Meine Frage ist jetzt, wie ich dem Server am geschicktesten mitteile, dass der Client sich "abmeldet" wenn auf den schließen button gedrückt wird. Habe mir das mit einem ShutdownHook überlegt (später will ich evtl noch "keepalive" messages einbauen). Hab das jetzt so implementiert, das der Client also im sterben noch eine "ich bin weg" message an den server schickt.

Dieser wiederum hat für jeden Client jeweils einen NetworkHandler, NetworkReceiver und NetworkTransmitter (alles eigene Threads). Die NetworkHandler werden in einer LinkedList verwaltet und repräsentieren einen Client auf technischer Ebene, ClientID ist die Position in der Liste.
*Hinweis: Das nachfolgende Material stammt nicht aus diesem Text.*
PR #255, opened 2021-08-09
Update orml repository

c410-f3r:
Changes back to `https://github.com/zeitgeistpm/open-runtime-module-library`

### DIFF
--- a/Cargo.lock
+++ b/Cargo.lock
@@ -4815,7 +4815,7 @@ dependencies = [
 [[package]]
 name = "orml-currencies"
 version = "0.4.1-dev"
-source = "git+https://github.com/zeitgeistpm/open-runtime-module-library?branch=0.9.8#2ac4f350da005781a3192efaa4ea7c094782abd4"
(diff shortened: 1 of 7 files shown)


lsaether:
I assume we're using `master` branch because they haven't yet tagged a release? Is this only intended to be temporary and we'll change back to pinning the dependency once we have the deployment issues resolved?

c410-f3r:
The last `crates.io` ORML release was around ~6 months ago when Substrate 2.x/3.x was a thing and the ORML ppl aren't even bothering creating separated branches. I guess it is because of the constant and tiresome Polkadot `0.9.x` releases.

Once they publish a new version, then I will certainty modify the code to use pinned dependencies.

c410-f3r:
> I assume we're using `master` branch because they haven't yet tagged a release? Is this only intended to be temporary and we'll change back to pinning the dependency once we have the deployment issues resolved?

Oh, you mean pinned commits. Well, this can surely can done after the deployment stuff

Issue #251, opened 2021-08-01
[`LiquidityMining`] Figure out how to deal with non time-based market ending


c410-f3r:
cc https://github.com/zeitgeistpm/zeitgeist/pull/122#discussion_r646220423

The Liquidity mining pallet only works with block-based times but `PM` also works with time-based market endings. Therefore, it is necessary to either remove `MarketEnd::Time` or extend `MarketEnd` to the liquidity mining pallet (not sure if it is possible).

PR #259, opened 2021-08-11
Improvements

### LINKED ISSUE #220: Change Scalar range type from `(u128, u128)` to `RangeInclusive`
https://github.com/zeitgeistpm/zeitgeist/blob/8e3387c734eb984726e07a369bbb2d54de68ae6f/primitives/src/market.rs#L146-L147

Needs `apps` support and a new migration

c410-f3r:
Fixes #220 and #251

Taking into consideration that the majority of the block construction have a stable and fixed duration, it is then possible to replace `MarketEnd::Period` with an ending block. For example, in a network with ~6 seconds block construction, ~30 minutes in the future means 300 additional blocks.
This `MarketEnd::Period` removal was motivated due to the fact that the liquidity mining pallet currently only works with block-based times to calculate rewards and the inclusion of actual time evaluation would take more time.

### DIFF
--- a/Cargo.lock
+++ b/Cargo.lock
@@ -12024,6 +12024,7 @@ dependencies = [
  "frame-system",
  "pallet-balances",
  "pallet-randomness-collective-flip",
+ "pallet-timestamp",
  "parity-scale-codec",
  "rand 0.8.4",
  "sp-io",
@@ -12040,11 +12041,13 @@ dependencies = [
  "frame-support",
  "frame-system",
  "pallet-balances",
+ "pallet-timestamp",
  "parity-scale-codec",
  "serde",
  "sp-io",
  "sp-runtime",
  "zeitgeist-primitives",
+ "zrml-market-commons",
 ]
 
 [[package]]
@@ -12174,12 +12177,14 @@ dependencies = [
  "orml-tokens",
  "orml-traits",
  "pallet-balances",
+ "pallet-timestamp",
  "parity-scale-codec",
  "sp-api",
  "sp-io",
  "sp-runtime",
  "zeitgeist-primitives",
  "zrml-liquidity-mining",
+ "zrml-market-commons",
  "zrml-swaps",
  "zrml-swaps-runtime-api",
 ]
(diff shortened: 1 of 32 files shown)


c410-f3r:
The current block producing on https://polkadot.js.org/apps/?rpc=wss%3A%2F%2Fbsr.zeitgeist.pm#/explorer is taking `12s` to `24s` so I guess the liquidity mining pallet should add support for time based dead lines to prevent the removal of `MarketEnd`.

sea212:
I am about to start the review, but I hesitate because I think estimating durations from block count is the wrong approach for the following reasons.
Generally it is disadvised to estimate a duration based on block times, because the inaccuracy leads to a cumulative error, whose absolute error becomes bigger the longer the duration, as stated in the documentation of [pallet_timestamp](https://substrate.dev/rustdocs/latest/pallet_timestamp/index.html):

> NOTE: The Timestamp pallet is the recommended way to query the on-chain time instead of using an approach based on block numbers. The block number based time measurement can cause issues because of cumulative calculation errors and hence should be avoided.

In this specific application, prediction markets, we are often reliant on an accurate duration. To provide a simple example, let's assume we have a prediction market that ends when a football match should start. We start the prediction market two weeks before the football match starts and let the prediction market end when the match should start. We can't assume a perfectly benchmarked system and we do also not know, how much overtime the `on_finalize` hooks need. Let's assume we have an average inaccuracy of 1% (which I think is quite optimistic). 1% inaccuracy during two week means we are 3.36 hours off. This potentially could lead to the scenario, that the prediction market closes after the football match is over and the results are already known.

Why was the decision made to remove time based deadlines? Are there some serious problems in implementing it for the liquidity mining pallet?

c410-f3r:
I am already working on adding time support for the liquidity mining pallet and the current block-based system exists because this accuracy situation wasn't a thing on https://github.com/zeitgeistpm/zeitgeist/pull/122.

> Why was the decision made to remove time based deadlines?

There are no incentives for time-based markets
https://github.com/zeitgeistpm/zeitgeist/blob/77cf5a1d1ba6a8eab08048367fdedc351ed0433c/zrml/prediction-markets/src/lib.rs#L397-L402

Let me finish adding time support before review, it is almost done.

c410-f3r:
Should be good now

c410-f3r:
This PR fixes the technical debt of not rewarding markets based on timestamps.
To deal with the non-optimal way of calculating blocks of a time interval, I will open another issue to unblock merging and fix any possible posterior concerns

PR #260, opened 2021-08-12
Remove unnecessary usage of `sp-std`

c410-f3r:
`sp-std` is just a shortcut for the `alloc` or `core` crates and is not necessary at all.


sea212 (approved):

c410-f3r:
This is a trivial change so I will merge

Nun ist die frage, wie ich einen Client abmelde, bzw aus der Liste schmeiße. Muss nur auf dieser technischen Ebene sein, also nicht fürs spiel. In NetworkReceiver werden Strings aus dem Socket gelesen und dann in die engineQueue oder chatQueue sortiert per Schlüsselwerten.

Dort kommt jetzt ein String "XX|EXIT" (XX = ClientID) und ich schließe das Socket, aber wie gebe ich das nach oben weiter, lösche den entsprechenden NetworkHandler und beende die Threads?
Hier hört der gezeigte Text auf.